You see several doctors at the hospital, and they all ask you the same thing: How do you get around? You think they are asking which subway do you take, the No. 6 train? Which crosstown bus? You tell them it depends on where you’re going, you suppose. They become a little impatient. No, where’s your walker, your wheelchair, your crutches, your cane? They show you your X-rays—it’s all bone grinding into cracked bone. They say it’s a wonder you can walk at all. Yeah, I can walk, you say.

Even in the coldest winter a walk across midtown Manhattan has you in a sweat. The doctors are telling you that there is much surgery in your future, but you’re embarrassed to tell them that you have no insurance. Thanks, but you’ll push on. You call the doctors’ office and worry about the bill, but the bills never come. Mrs. Onassis has taken care of them.

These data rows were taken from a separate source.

Issue #583, opened 2018-11-19
Add more fields to subgraphs and their manifests


Jannis:
These fields are:

* `numberOfEntities` (only in the database, not in manifest)
* `imageUrl` (only in the database, separate table)
* `description` (manifest and database)
* `repository` (manifest and database)
* `network` (field on the data source)

PR #597, opened 2018-11-22
Add `description`, `repository` and `network` to manifest

leoyvens:
All as optional strings, and add them to the schema for the subgraph of subgraphs. Part of #583 (will do `numberOfEntites` separately). Example query to test this:
```
query {
 subgraphs {
    id
    createdAt
    manifest {
      id    
  	description
  	repository
      dataSources {
         id
        kind
        name
        network
      }
    }
  }
}
```
Requires https://github.com/graphprotocol/graph-cli/pull/176 for the `network` field to validate on the cli.

### DIFF
--- a/docs/subgraph-manifest.md
+++ b/docs/subgraph-manifest.md
@@ -31,7 +31,7 @@ Any data format which has a well-defined 1:1 mapping with [IPLD Canonical Format
 | --- | --- | --- |
 | **kind** | *String | The type of data source. Possible values: *ethereum/contract*|
 | **name** | *String* | The name of the source data. Will be used to generate APIs in mapping, and also for self-documentation purposes |
-| **network** | *String* | For blockhains this describes which network the subgraph targets. For Ethereum this could be, for example, "mainnet" or "rinkeby". |
+| **network** | *String* | For blockchains this describes which network the subgraph targets. For Ethereum this could be, for example, "mainnet" or "rinkeby". |
 | **source** | [*EthereumContractSource*](#151-ethereumcontractsource) | The source data on a blockchain such as Ethereum |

In a Sunday afternoon talk with Mrs. Onassis you tell her about the migratory fowl flyways through the Great Dismal Swamp, and she is very interested. You make some calls about when the best time is to take a guided tour, winter probably, or early spring before the bugs and snakes are out. Before you can show her the Great Dismal Swamp, you find out that she has taken ill and has died, though you feel as if you just saw her. One morning you went up to your new publisher’s offices, and her office was near that of your new editor, Nan Talese, and on your way out you were lurching up the hall with Mrs. Onassis on one arm and Nan Talese on the other, and people were sticking their heads out of their offices to see what was laughing and lurching so loud going by, and it was just a very happy you.